My gripes: Children’s restaurants

My gripes: Children’s restaurants

Picture: Jo Spies.

Our kids may be smaller, but they aren’t lesser.

As long as I have earned a salary I have enjoyed eating out. From the finest restaurants in the winelands to dodgy boerewors rolls cooked on a paint can outside a nightclub, I would eat at basically any establishment as long as they didn’t have a jungle-gym. Imagine my disappointment when I became a father.

Having worked as a waiter at a large restaurant chain that sounds like Purr but has an S at the front, the birth of my son immediately burdened me with nightmares in which I spent all my restaurant meals chained alone to a table covered in crayons, wet napkins, and baby vomit and picked pieces of saliva drenched chips out my hair as my young son leapt about on a slowly leaking jumping castle.

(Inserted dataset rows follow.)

PR #646, opened 2022-07-26
feat(#645) enhance toFormat to support generic return types

### LINKED ISSUE #645: Feature Request: Enhance toFormat to support generic return types
# Use Case
We ran into a scenario where we want to format a `Dinero` object in a user-specified locale but not to a single `string`, but to its component parts - e.g. localized currency symbol, localized numeric amount in the localized order (e.g. currency symbol may prefix or suffix the numeric amount).

The reason for doing that is so we can use a library such as [react-native-currency-input](https://www.npmjs.com/package/react-native-currency-input) where we can specify separate `prefix` and `suffix` components to render the localized currency symbol separate from the monetary numeric value.

Currently the [toFormat()](https://v2.dinerojs.com/docs/api/formatting/to-format) function only supports a `Transformer` function which returns a `string`, the `Transformer` can't return a generic return type, even though there does not appear to be any reason not to.

# Existed Related Support
A common way of localizing monetary values is to use [Intl.NumberFormat#format](https://developer.mozilla.org/en-US/docs/Web/JavaScript/Reference/Global_Objects/Intl/NumberFormat/format) which returns a single `string` and so can already be used with `toFormat`:

```ts
const d = dinero({ amount: 500, currency: USD });

const formattedResult = toFormat(d, ({ amount, currency }) => {
  const formatter = new Intl.NumberFormat('fr-CA', {
    style: 'currency',
    currency: currency.code,
  });
  
  return formatter.format(amount);
});

// formattedResult = "5,00 $ US"
```

However `Intl.NumberFormat` also provides a [formatToParts()](https://developer.mozilla.org/en-US/docs/Web/JavaScript/Reference/Global_Objects/Intl/NumberFormat/formatToParts) function which localizes and formats a monetary value and returns an array of component parts that can be rendered individually as desired.

# Desired Solution

What is desired is for `toFormat()` to support a generic return type so that the following is also supported:

```ts
const d = dinero({ amount: 500, currency: USD });

const formattedResult = toFormat(d, ({ amount, currency }) => {
  const formatter = new Intl.NumberFormat('fr-CA', {
    style: 'currency',
    currency: currency.code,
  });
  
  return formatter.formatToParts(amount);
});

// formattedResult = [{"type":"integer","value":"5"}, {"type":"decimal","value":","}, {"type":"fraction","value":"00"}, {"type":"literal","value":" "}, {"type":"currency","value":"$ US"}] 
```

For backwards compatibility that generic return type can default to a string, but the passed in formatter could return a different result object type if desired, like the above does.

# Contribution

The changes required to support this use case are minimal and are fully backwards compatible (as far as I can tell) and so I've implemented it myself in #646 and submitted for review.

It's worth pointing out that this PR purely contribues type changes, and doesn't introduce any runtime changes.

I would love to see this merged in as this was motivated by a near-term upcoming user story to implement a localized `TextInput` field where the user just edits the monetary amount and the currency symbol is localized appropriately and rendered separately. There are also later stories that we believe will also make use of this.

danrivett:
Closes #645.

### DIFF
--- a/packages/dinero.js/src/api/__tests__/toFormat.test.ts
+++ b/packages/dinero.js/src/api/__tests__/toFormat.test.ts
@@ -2,6 +2,7 @@ import { USD } from '@dinero.js/currencies';
 import Big from 'big.js';
 
 import { toFormat } from '..';
+import type { Transformer } from '../../..';
 import {
   castToBigintCurrency,
   castToBigjsCurrency,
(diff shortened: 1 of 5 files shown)


johnhooks (approved):
This seems like a reasonable change to me. I reviewed the source, new tests and documentation. It all looks good.

website/data/docs/api/formatting/to-format.mdx
```diff
@@ -41,6 +41,31 @@ const d = dinero({ amount: 500, currency: USD });
 toFormat(d, ({ amount, currency }) => `${currency.code} ${amount}`); // "USD 5"
 ```
 
+### Format to a complex result object
+
+Although formatting to a single string value is the most common scenario, there are other times (such as when more complex rendering is required) where it is desirable to format to a more complex return type.
```
sarahdayan, line 46:
```suggestion
Although formatting to a string is the most common scenario, there are times when you need to format to a different type.
```

website/data/docs/api/formatting/to-format.mdx
```diff
@@ -41,6 +41,31 @@ const d = dinero({ amount: 500, currency: USD });
...
+
+For example [Intl.NumberFormat#formatToParts(number)](https://developer.mozilla.org/en-US/docs/Web/JavaScript/Reference/Global_Objects/Intl/NumberFormat/formatToParts) returns each formatted component in an ordered array to allow for more complex rendering options.
```
sarahdayan, line 48:
```suggestion
For example [Intl.NumberFormat#formatToParts](https://developer.mozilla.org/en-US/docs/Web/JavaScript/Reference/Global_Objects/Intl/NumberFormat/formatToParts) returns the formatted string as chunks in an array to allow for more complex manipulations.
```

website/data/docs/api/formatting/to-format.mdx
```diff
@@ -41,6 +41,31 @@ const d = dinero({ amount: 500, currency: USD });
...
+
+This could be used to display the currency symbol separately from the numeric value in an input control, as follows:
```
sarahdayan, line 50:
```suggestion
For example, you could use this to display the currency symbol and code as a complex input element.
```

website/data/docs/api/formatting/to-format.mdx
```diff
@@ -41,6 +41,31 @@ const d = dinero({ amount: 500, currency: USD });
...
+// More complex formatting - returning separate formatted parts
+toFormat(d, ({ amount, currency }) => {
+  const formatter = new Intl.NumberFormat('fr-CA', {
+    style: 'currency',
+    currency: currency.code,
+  });
+
+  return formatter.formatToParts(amount);
+}); // [{"type":"integer","value":"5"}, {"type":"decimal","value":","}, {"type":"fraction","value":"00"}, {"type":"literal","value":" "}, {"type":"currency","value":"$ US"}]
+```
```
sarahdayan, line 67: This example could be even more compelling with a visual example (e.g., React code) that displays something like this:

Capture d’écran 2022-11-07 à 23 11 53

What do you think? If this is too time consuming, I can contribute on your PR.

packages/dinero.js/src/api/__tests__/toFormat.test.ts
```diff
@@ -11,58 +12,164 @@ import {
 } from '../../../../../test/utils';
 
 describe('toFormat', () => {
+  const simpleFormatter = ({ amount, currency }) =>
```
sarahdayan, line 15: This is more explicit IMO.

```suggestion
  const stringFormatter = ({ amount, currency }) =>
```

packages/dinero.js/src/api/__tests__/toFormat.test.ts
```diff
@@ -11,58 +12,164 @@ import {
...
 
-      expect(toFormat(d, formatter)).toBe('USD 5');
+        expect(toFormat(d, simpleFormatter)).toBe('USD 4.545');
+      });
     });
-    it('formats the Dinero object with the passed transformer using the scale', () => {
-      const formatter = ({ amount, currency }) => `${currency.code} ${amount}`;
-      const d = dinero({ amount: 4545, currency: USD, scale: 3 });
+    describe('with complex formatter', () => {
+      const complexFormatter: Transformer<
```
sarahdayan, line 34:
```suggestion
      const arrayFormatter: Transformer<
```

sarahdayan, line 34: You don't need to type the formatter, type inference is enough here. This should allow you to hoist this instead of recreating it in the `bigint` and Big.js tests.

danrivett:
Thanks for the reviews @johnhooks and @sarahdayan. I will implement these actions in the next week, I'm just in the middle of a story so want to get that wrapped up first before context switching.

sarahdayan:
Hey @danrivett, thanks for your contribution! Unfortunately I'll have to close it—`toFormat` was removed in [`v2.0.0-alpha.11`](https://github.com/dinerojs/dinero.js/releases/tag/v2.0.0-alpha.11) in favor of [`toDecimal`](https://v2.dinerojs.com/docs/api/formatting/to-decimal) which supports a generic output.

I hope you contribute again soon.

PR #665, opened 2022-11-06
feat: move @dinero.js/currencies to @dinero.js/currencies-number

johnhooks:
This PR facilitates creating a new package @dinero.js/currencies-bigint and should help [PR #582](https://github.com/dinerojs/dinero.js/pull/582) move forward.


johnhooks:
@sarahdayan it looks like this breaks the CircleCI script

sarahdayan:
> @sarahdayan it looks like this breaks the CircleCI script when trying to move dist folders to the workspace.

Yup, that's because you need to update `.circleci/config.yml` which still refers to the old `currencies` directory into `currencies-number`.

I noticed there are other leftover references to update in:
- `bundlesize.config.json`
- `CONTRIBUTING.md`
- `packages/currencies-number/README.md`
- `packages/dinero.js/package.json`
- `website/data/docs/core-concepts/currency.mdx`
- `website/data/docs/faq/does-dinerojs-support-cryptocurrencies.mdx`
- `website/data/docs/getting-started/quick-start.mdx`
- `website/data/docs/getting-started/upgrade-guide.mdx`
- `website/utils/console/init.ts`

Feel free to also rebase onto `main` to pass the Semantic PR check.

johnhooks:
> Feel free to also rebase onto `main` to pass the Semantic PR check.

How can I change the commit titles? I noticed they weren't right when the check didn't pass.

sarahdayan:
> How can I change the commit titles?

You don't have to, I [changed the rules](https://github.com/dinerojs/dinero.js/commit/99e95b317df8a61bc441933ae4607e2ede12116a) so that only the PR title must be semantic. When we squash and merge, GitHub will pick the PR title for the squashed commit. All you need to do is rebase your branch onto the latest verison of `main`.

packages/currencies-number/scripts/genCurrencies.mjs
```diff
@@ -0,0 +1,85 @@
+/* eslint-disable no-console, functional/no-expression-statement */
```
johnhooks, line 1: This file is hacky, I made it a script rather than part of a package because it doesn't seem like it fits into the normal purpose of the library, its just a helper to reduce duplication of the currency code. I did check in the generated code, because I think it's important for it to be viewable to the end users.

packages/currencies-number/src/iso4217/amendments/168/aed.ts
```diff
@@ -2,6 +2,8 @@ import type { Currency } from '@dinero.js/core';
 
 /**
  * United Arab Emirates dirham.
+ *
+ * @public
```
johnhooks, line 6: I added @public to all these for api-extractor

scripts/getCurrencies.mjs
```diff
@@ -0,0 +1,24 @@
+/**
```
johnhooks, line 1: I thought about putting this in `@dinero.js/currencies` but then it would need to be built and need all the overhead of a package when its just a script to get the JSON file. Though if there is a way to import a json file directly from a package, I would be open to that and remove this file.

data/iso4217/amendments/168.json
```diff
@@ -0,0 +1,628 @@
+[
```
johnhooks, line 1: I put this file here because I couldn't figure out how to import a json directly from a package, so I just put it in the top level.

packages/currencies-number/src/iso4217/amendments/168/aed.ts
public: Thanks for tagging me, this library looks great actually :D

johnhooks: lol sorry I'll write `@public` next time

public: No problem, I love discovering new stuff like this!

sarahdayan: @public We love new contributors around here!

sarahdayan:
This PR is getting really big, we'd benefit from splitting it into smaller ones.

Here's a suggestion of how to break it down:

1. Move `@dinero.js/currency` into `@dinero.js/currency-number`.
2. Create a script in `scripts/` to generate the currency files using Node.js APIs. At first, this can just generate `number` versions.
3. Update the `prepare` commands to run the generation script.
4. Delete the existing currency files and ignore them from version control.
5. Modify the script to generate `bigint` currencies in a new `@dinero.js/currency-bigint` package.

What do you think?

johnhooks:
I can do all of that.

sarahdayan:
@johnhooks Also, I started thinking more deeply about the split of packages and while generating currencies fully make sense, we may not need to have two separate packages per currency type if we provide multiple endpoints using the `browser` entry of `package.json`.

Let's maybe do what's necessary to generate the currencies, but table the split into two packages for now and instead explore this simpler solution. Basically skipping step 1, and leave step 5 to #582.

Sorry for the change of heart, new ideas came AFK. Before we commit, what are your thoughts?

johnhooks:
That's perfectly okay. I can change direction. Most of my time on this was figuring out how to walk an estree and use `@babel/traverse` to grab all the currencies descriptions from the comments of the original source. That was a super hack throw away script, and now it's all collected in the `168.json` file.

johnhooks:
@sarahdayan whats the best way to walk back practically all the changes, but not lose them just in case making separate packages ends up being the way to go? Is opening up a PR for `feat: generate currencies` be an okay?

johnhooks:
If I branch off this and [change the branch the PR points to](https://docs.github.com/en/pull-requests/collaborating-with-pull-requests/proposing-changes-to-your-work-with-pull-requests/changing-the-base-branch-of-a-pull-request), will all the history on GitHub be lost?

sarahdayan:
So, for extra clarity, the new process we're going for is:

1. Create a script in `scripts/` to generate the currency files using Node.js APIs.
2. Update the `prepare` commands to run the generation script. Normally, running the command shouldn't change anything because we'd be re-generating existing files identically.
3. Delete the existing currency files and ignore them from version control.
4. Add the `@public` note in the currency generator.

Each thing can be its own PR.

This gives us more time to think of package strategy, yet still we make progress on currency generation.

Sounds good @johnhooks?

johnhooks:
That sounds good. I agree, this is a better route.

PR #666, opened 2022-11-06
build: add TypeScript project references

johnhooks:
This is just an idea, it makes the TypeScript compiler a bit smarter. It won't rebuild packages that don't need it. Also it should allow the TypeScript language server to discover package types in development without requiring a rebuild of the types.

I could think of no worse way to punish myself.

When the day came to finally take him out for a meal, I wore my raincoat, pulled on a pair of wellington boots and resigned myself to my fate – the jungle gym beckoned. In the end, though it was my son who was to do the suffering – at the hands of the children’s menu. His options, if I remember correctly, were: Vienna sausage and chips, fish fingers and chips, chicken strips and chips, and a plate of chips and chips. When he threw his Vienna on the floor, I couldn’t even bring myself to berate him.

Since then I have been searching every corner of Johannesburg for a restaurant whose children’s menu is as carefully curated as their adult one. No matter how high-end, expensive or well-regarded the establishment, the waiter’s patter is always the same.

“Ah, excellent choice sir. And how would sir like the duck? To drink, may I suggest the Château Léoville-Poyferré? And for the young sir, I have either the delightful Vienna sausage and chips, fish fingers and chips, chicken strips and chips, or a plate of chips and chips.”

I often wonder if perhaps the life of a chef is so busy, so totally out of the ordinary, that all members of our species who take that route to economic empowerment are sadly forced to abandon their hopes of love, family and children and now choose to take a cruel delight in punishing the offspring of those of us who have not lashed ourselves to a grill for a living.

Perhaps embittered by late nights, too little sleep and far too much abuse from patrons they turn their inner artisan off and vent in the only way they know how by deep frying “almost-meats” to inflict on the youngest members of the species.

Or maybe they all just lack imagination? Whatever happened to a good old-fashioned boerewors roll cooked on a paint can?